Comm. Giacomo Barattia (1889 – 1975) lived in Villa Barattia and in the adjoining homonymous cottage. The buildings stand in Via Luigi Barattia,6, named after Giacomo’s son, who died prematurely. When still a boy, Giacomo Barattia worked at the Bosso paper-mill, spent two years in the U.S.A., came back home where he started working again at the paper-mill in a responsible position until he was twenty. Then he developed important projects on his own as a sales-man and paper wholesaler. From 1928 on, he became partner in a paper company, working also as an editor.

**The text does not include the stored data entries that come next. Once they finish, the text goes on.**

PR #8762, opened 2021-09-03
Upgrade to k8s 1.18 client

dctrwatson:
## Description
To begin upgrading downstream dependencies (like https://github.com/planetscale/vitess-operator) we need to also upgrade vitess' k8s client.

Currently, we're only trying to upgrade vitess-operator to the 1.18 client, so just matching that for now.


Makefile
```diff
@@ -373,7 +373,7 @@ minimaltools:
 dependency_check:
 	./tools/dependency_check.sh
 
-install_k8s-code-generator: tools.go go.mod
+install_k8s-code-generator: tools/tools.go go.mod
```
dctrwatson, line 376: This was the real change

carsonoid (approved):
The whitespace changes in the `Makefile` seem like they should be a dedicated PR or  commit. But overall The change looks good. The topo uses pretty basic k8s functionality so it should be fine with an upgraded client package.

PR #8770, opened 2021-09-06
Fix bug in parsing of version comments

### LINKED ISSUE #8753: Version-specific MySQL comments can fail even if vtgate `-mysql_server_version` is set correctly
This also happens to break 8.0.x mysqldump with an error like:
```
mysqldump: Couldn't execute '/*!80000 SET SESSION information_schema_stats_expiry=0 */': query was empty (1105)
```

Scenario:
  * Recent main `4358c6a85e`;  compiled with go 1.17
  * MySQL Community 8.0.23 running behind Vitess
  * vtgate running with flag:  `-mysql_server_version=8.0.23-Vitess`
  * Connect to vtgate, and try some MySQL version specific comments:
    * This works (as expected):
  ```
mysql> /*!40001 SET SESSION information_schema_stats_expiry=0 */;
  ```
  * However, this should work, but does not:
  ```
mysql> /*!80000 SET SESSION information_schema_stats_expiry=0 */;
ERROR 1065 (42000): query was empty
   ```
  * Some instrumentation reveals the problem in `go/vt/servenv/buildinfo.go`, where we set the `sqlparser.MySQLVersion` variable that the parser uses to parse version-specific comments in the `init()` function.  However, we populate it with a value derived from the flag `-mysql_server_version`.  But at this point, `flag.Parse()` hasn't been called to populate the flag variable value;  so the version for the purposes of the parser defaults to `5.7.9`.  This can be seen by trying some boundary values:
   ```
mysql> /*!50709 SET SESSION information_schema_stats_expiry=0 */; 
Query OK, 0 rows affected (0.01 sec)                    <---- works

mysql> /*!50710 SET SESSION information_schema_stats_expiry=0 */;
ERROR 1065 (42000): query was empty                     <---- fails
```

Proving that the parser thinks the MySQL version is 5.7.9, ignoring the commandline argument.

systay:
## Description
We were reading the version flag before having parsed the flags, and that does not work, so the running version was always set to 5.7

## Related Issue(s)
Fixed #8753

## Checklist

### DIFF
--- a/go/test/endtoend/vtgate/mysql80/main_test.go
+++ b/go/test/endtoend/vtgate/mysql80/main_test.go
@@ -56,8 +56,8 @@ func TestMain(m *testing.M) {
 		}
 
 		clusterInstance.VtGateExtraArgs = append(clusterInstance.VtGateExtraArgs,
-			"-enable_system_settings", "true",
-			"-mysql_server_version", "8.0.16-7",
+			"-enable_system_settings=true",
+			"-mysql_server_version=8.0.16-7",
 		)
 		// Start vtgate
 		err = clusterInstance.StartVtgate()
--- a/go/test/endtoend/vtgate/mysql80/main_test.go
+++ b/go/test/endtoend/vtgate/mysql80/main_test.go
@@ -55,7 +55,10 @@ func TestMain(m *testing.M) {
 			return 1
 		}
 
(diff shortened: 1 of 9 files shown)


GuptaManan100 (approved):
Good catch!

GuptaManan100:
End to end tests seem to be failing though @systay

harshit-gangal (approved):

Great philantroper, in 1926, Giacomo Barattia, generously paid for the development of the water-main built in 1863. When in 1928 the municipality of Pedanéa (dissolved in 1948) was constituted, with Parella as its capital, Giacomo Barattia again paid for the building of the town-hall offices and of the schools (1937 -38) in front of the square that was later named after him. He also financed the enlargement of the street , now Via Bosso, and of a short part of Via Roma, thus creating the little square “dal bournél”. He provided money for the remake of the pavement of various streets: Via Bosso, Via Roma, Via Maggiore Presbitero and Via Luigi Barattia, where stone “tracks” or “lose” were included in some parts.
In 1942 Giacomo Barattia gifted the parish church with a new main altar and with a polychrome marble balustrade. For some years he supported the local football team. Appointed Cavaliere del Lavoro (Work Knight) in 1925, he became Commendatore Grand’ Ufficiale for all his contributions to Parella (1939).

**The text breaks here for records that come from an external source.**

PR #8778, opened 2021-09-08
Print actual current datetime for vtctl dry run commands

mattlord:

## Description
Before this, we were printing out [the constant defined here](https://pkg.go.dev/time#pkg-constants) rather than using that as a formatting directive applied to the current time. For example:
```
$ vtctlclient -server localhost:15999 SwitchReads -tablet_type=rdonly -reverse -dry_run targetkeyspace.workflowname
Dry Run results for SwitchReads run at 02 Jan 06 15:04 MST
Parameters: -tablet_type=rdonly -reverse -dry_run targetkeyspace.workflowname
```

This PR simply corrects that (and also adjusts the print formatting parameter ordering in the generic output).

## Checklist

### DIFF
--- a/go/vt/vtctl/vtctl.go
+++ b/go/vt/vtctl/vtctl.go
@@ -2288,7 +2288,7 @@ func commandVRWorkflow(ctx context.Context, wr *wrangler.Wrangler, subFlags *fla
 	}
 	if *dryRun {
 		if len(*dryRunResults) > 0 {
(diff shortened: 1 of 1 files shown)


ajm188 (approved):

ajm188:
I skimmed a couple of the vrep test suites and they seem like flakes, so I'm going to retrigger all of the failed ones so we can merge this.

Villa Barattia was built between the end of the 19th century and the beginning of the 20th century in a panoramic position. It is a two-storey house, with a basement and a turret with a jutting parapet and openings. The turret, placed angularly, defines an asymmetrical front made more relevant by the lateral main entrance and by the irregular sequence of two and three-arched windows. A fake rustication embellishes the ground level, while, on the plastered upper part, there are white ornaments in relief and white string-courses between floors.

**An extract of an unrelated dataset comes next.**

Issue #8779, opened 2021-09-08
Multiregion support for VTGR


sonne5:
#### Feature Description
VTGR expects a mysql group under the hood. When we do a multi-region deploy, we usually do a group per region to avoid x-region paxos round.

Medieval influences show the experience of the designer of the villa, Count Engineer Architect Vittorio Tornielli (1870-1963). He applied the “restoration of the old” on various building sites in Canavese, on some Renaissance palaces and on the Casale Monferrato Cathedral. The iron works show an eclectic and Liberty taste. They are original and beautifully shaped, perfectly integrated with the environment and with the original cast-stone artefacts of the long balustrades and the small jutting terrace. They can also be seen in the various pieces of furniture placed in the big informal garden which boasts secular trees and rare essences
Barattia Cottage was built in 1923 – 25 as an annexe of the homonymous villa. According to some oral testimonies, the designer of the building was Engineer Giovanni Ferrando, who made important works in Turin, Borgofranco and Lessolo. The cottage is a unique example in Canavese for its unusual style and the peculiar use of the new experimental projects made by Joseph Maria of the Darmstadt Artists’ Group. The Wagnerschule principles of fusing art and life spread in Italy thanks to the 1902 Exhibition of Modern Decorative Art and to Architect Raimondo D’Aronco. The result is a rational architecture that keeps in mind the distribution of space and where different materials are used according to their function and following rigorous geometries without any trace of past styles.